I suspect, apropos deathpanels' remark about energy, that cheap fossil oil is less important than they think. Oil is useful to us because it's transportable, storable, convenient to burn, and has a high energy density. But we can manufacture the stuff from water and CO2 if we have to. It's an energy-intensive, expensive, lossy process, but it's do-able. Reasons we might want synthetic oil: aviation, basically. Ships can run on nuclear reactors, or sails. Trains can run on nuclear power, too -- that's how the French TGV network is energized. (Not reactors on trains: reactors in containment domes powering a grid that powers an electrified railway network.) Automobiles for local transport can run on batteries.

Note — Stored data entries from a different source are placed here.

PR #475, opened 2026-04-20
Add v2 load balancer API and integration coverage

mkjpryor:
## Summary
Adds the v2 load balancer API surface, including the OpenAPI spec, generated router/client/types, CRD registration, and handler wiring for list/create/get/update/delete operations. It implements the load balancer v2 client logic for filtering, conversion, validation, and lifecycle management, and updates RBAC to expose the new endpoint. It also extends the typed integration test helpers with load balancer fixtures/endpoints and adds an integration suite that exercises create/list/get/update/delete behavior, alongside the related contract fixture updates.


charts/region/crds/region.unikorn-cloud.org_loadbalancers.yaml
squaremo, line 1: Looks reasonable, and Nick thinks it looks reasonable too, so...

test/contracts/consumer/identity/identity_test.go
squaremo, line 1: > Also picks up a pact-matcher refactor in the identity consumer test
that was required by the regenerated identity types.

What happened here? This doesn't seem like it's at all connected to this change (either this commit, or the whole PR).

pkg/handler/loadbalancer/client_v2_test.go
```diff
@@ -0,0 +1,901 @@
...
+	lbAllocationID   = "allocation-1"
+)
+
+func newLBFakeClientBuilder(t *testing.T, objects ...runtime.Object) *fake.ClientBuilder {
+	t.Helper()
+
+	scheme := runtime.NewScheme()
+	require.NoError(t, regionv1.AddToScheme(scheme))
+
+	restMapper := apimeta.NewDefaultRESTMapper([]schema.GroupVersion{regionv1.SchemeGroupVersion})
```
squaremo, line 79: This stuff isn't usually necessary (e.g., see https://github.com/nscaledev/uni-region/blob/8a639afc8b9a64be288db34a2161b3882d42ebd8/pkg/handler/network/client_v2_test.go#L89), how come this is a special case?

pkg/handler/handler_v2.go
```diff
@@ -174,6 +175,73 @@ func (h *Handler) DeleteApiV2SecuritygroupsSecurityGroupID(w http.ResponseWriter
 	w.WriteHeader(http.StatusAccepted)
 }
 
+func (h *Handler) loadBalancerClient() *loadbalancer.Client {
```
squaremo, line 178: I'd prefer to see this pulled out into at least their own file (more a tidiness concern than anything), or their own handler struct (this helps with isolating tests); as an example, https://github.com/nscaledev/uni-region/blob/8a639afc8b9a64be288db34a2161b3882d42ebd8/pkg/handler/handler_v2_image.go.

squaremo (dismissed):
I'm happy for this to get merged, since the API looks right, there are tests at different levels with fair coverage, and anyway there's opportunity to correct things before it's made available.

It looks like the API tests depend on some changes to RBAC roles that haven't been deployed; merging this might make that a problem for every subsequent run of those tests, so that should be fixed first, or at least we should be confident it's going to be fixed soon.

There's an apparently unrelated change in here which I'd rather not have mixed in (it makes diagnosing where problems happen, and rolling changes back, harder). I'd like to see it obviated by a PR that's merged first, or at least in its own commit with an explanation. But I'm not making that a precondition for merging, up to you.

peterj-ns:
The integration test failure is due to the missing RBAC role `region:loadbalancers:v2` not being there which is what's causing the 403. so merging [PR 453](https://github.com/nscaledev/uni-identity/pull/453) is necessary but you'll also need to bump the identity dependency in go.mod on your branch to pick it up, otherwise the integration test installs the old pinned version and won't see the change.

pkg/handler/handler_v2.go
mkjpryor: SSH CA client and storage client follow the same pattern - best to fix them all together separately?

squaremo: Yeh I did that and it got ignored. So, we go incremental.

pkg/handler/loadbalancer/client_v2_test.go
```diff
@@ -0,0 +1,904 @@
...
+func newLBFakeClientBuilder(t *testing.T, objects ...runtime.Object) *fake.ClientBuilder {
+	t.Helper()
+
+	scheme := runtime.NewScheme()
+	require.NoError(t, regionv1.AddToScheme(scheme))
+
+	// These tests exercise identity allocation creation/update, which calls
+	// manager.GenerateResourceReference and needs RESTMapping for custom
+	// resources. The fake client defaults to an empty REST mapper.
+	restMapper := apimeta.NewDefaultRESTMapper([]schema.GroupVersion{regionv1.SchemeGroupVersion})
```
squaremo, line 79:
```suggestion
    // a restMapper with entries for referenced types is assumed by manager.GenerateResourceReference
	restMapper := apimeta.NewDefaultRESTMapper([]schema.GroupVersion{regionv1.SchemeGroupVersion})
```

squaremo (dismissed):
Rubber stamp ✅

pkg/apis/unikorn/v1alpha1/types.go
```diff
@@ -638,6 +638,128 @@ type SecurityGroupRule struct {
...
+}
+
+type LoadBalancerSpec struct {
+	// Pause, if true, will inhibit reconciliation.
+	Pause bool `json:"pause,omitempty"`
+	// Tags are an abitrary list of key/value pairs that a client
+	// may populate to store metadata for the resource.
+	Tags unikornv1core.TagList `json:"tags,omitempty"`
+	// RequestedVIPAddress is the optional requested virtual IP address.
+	RequestedVIPAddress *unikornv1core.IPv4Address `json:"requestedVIPAddress,omitempty"`
```
spjmurray, line 672: Is this VIP limited to private IPs from the underlying network?  Is it from the DHCP pool only, or can it be from the static "VIP" allocation?  Reason I'm asking is it's a documentation gap I cannot be bothered to manually look up 😄

That obviously extends to the public facing documentation in the openapi specs.

This then leads me to the point that there should be some error checking expected in the handler for both this VIP, and any pool members so we can fail fast to the user with some useful feedback.

spjmurray (commented):
Just one comment to address, the rest is boilerplate so I'm placing trust in the machine!

pkg/apis/unikorn/v1alpha1/types.go
mkjpryor: Agree that this IP, if given, should be validated as being in the owning network's prefix. Pool members are explicitly not subject to this validation as the only constraint on those is that they are reachable from the LB.

pkg/openapi/server.spec.yaml
```diff
@@ -2596,6 +2724,200 @@ components:
...
+          items:
+            $ref: '#/components/schemas/loadBalancerListenerV2'
+    loadBalancerV2CreateSpec:
+      description: A load balancer creation specification.
+      type: object
+      allOf:
+      - $ref: '#/components/schemas/loadBalancerV2Spec'
+      - type: object
+        required:
+        - organizationId
```
spjmurray: organizationId/projectId/regionId are all redundant here, and are not part of other V2 APIs e.g. security groups.  All of these parameters can be inferred from the network, and hence it's unnecessary user input.

pkg/handler/loadbalancer/client_v2.go
```diff
@@ -0,0 +1,930 @@
...
+	}
+
+	if err := controllerutil.SetOwnerReference(network, out, c.Client.Scheme(), controllerutil.WithBlockOwnerDeletion(true)); err != nil {
+		return nil, fmt.Errorf("%w: unable to set resource owner", err)
+	}
+
+	return out, nil
+}
+
+func validateCreateRequestMatchesNetwork(request *openapi.LoadBalancerV2Create, network *regionv1.Network) error {
```
spjmurray: This check is redundant.  When the Create handler calls networks.GetV2Raw that will perform the necessary RBAC checks, and more pertinently function correctly as that user directly or as that user indirectly via impersonation.  Also taking into account RBAC permissions, not explicitly granting them as we have here.

spjmurray (commented):
RIght, high level philosophy is a pass.  Low level technical stuff, I have a couple comments...

pkg/handler/loadbalancer/client_v2.go
```diff
@@ -0,0 +1,910 @@
...
+	out := &openapi.LoadBalancerV2Update{}
+
+	if err := json.Unmarshal(t, out); err != nil {
+		return nil, fmt.Errorf("%w: failed to unmarshal request", err)
+	}
+
+	return out, nil
+}
+
+func validatePort(port int, field string) error {
```
spjmurray, line 286: I like how defensive it is, it's already been checked by JSON schema...

pkg/handler/loadbalancer/client_v2.go
```diff
@@ -0,0 +1,910 @@
...
+	ip, err := parseIPv4Address(*in, "vipAddress")
+	if err != nil {
+		return unikornv1core.IPv4Address{}, false, err
+	}
+
+	return unikornv1core.IPv4Address{IP: ip}, true, nil
+}
+
+func validateRequestedVIPAddressMatchesNetwork(vipAddress *unikornv1core.IPv4Address, network *regionv1.Network) error {
+	if vipAddress == nil {
```
spjmurray, line 435: Flat code!  Early exits ❤️

spjmurray (approved):
I think we're good to go... you have manually tested creation, update and delete via the APIs right as a final sanity check right, ensured things are correctly reflected in the CRs?

spjmurray:
> manually tested creation, update and delete via the APIs 

This is where Unikorn UI earns its keep, just FYI...

mkjpryor:
Local testing has been done, `uni-ui` change in development.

The only thing that really needs oil is a vehicle that travels off-grid, can't run on environmental energy sources such as wind power, and is too light to carry the shielding for a nuclear reactor.
posted by cstross at 4:57 AM on November 10, 2012 [3 favorites]


My neighbor who claims to be a time traveler from the far, far future has never offered me any proof of his claims, and when I press him for proof usually says something like "Come back when you have a spare half-billion dollars."

He has perfected the wearing of a unique kind of knowing, condescending smirk. Whether that's an affectation or not, it does tend to make people (me included) want to punch him.
posted by JHarris at 9:35 AM on November 10, 2012 [2 favorites]


The only thing that really needs oil is a vehicle that travels off-grid, can't run on environmental energy sources such as wind power, and is too light to carry the shielding for a nuclear reactor.

I once read a speculative white paper on powering planes using lasers from solar power satellites (SPS). SPS's are one of the killer apps like fusion power that once they are figured out will change the world in ways that can't be predicted-like the car and integrated circuits did and continue to do. So far human ingenuity has gotten us by (usually by the skin of our teeth-but still by).

There are several trends in a good direction such as the birth rate soon dropping below the replacement rate, human society trending towards peace and prosperity, and as societies get past a certain material well being threshold taking increasing notice and stewardship of the environment. Be of good cheer, despair is a sin and realize that small incremental change is the best way and that can be guided and usually provide a payoff in the short and long term.
posted by bartonlong at 10:14 AM on November 10, 2012


My neighbor who claims to be a time traveler from the far, far future has never offered me any proof of his claims, and when I press him for proof usually says something like "Come back when you have a spare half-billion dollars."

Ask him to set up a bank account for you with a few million dollars back in 1912. You'll pay him back sometime later this year.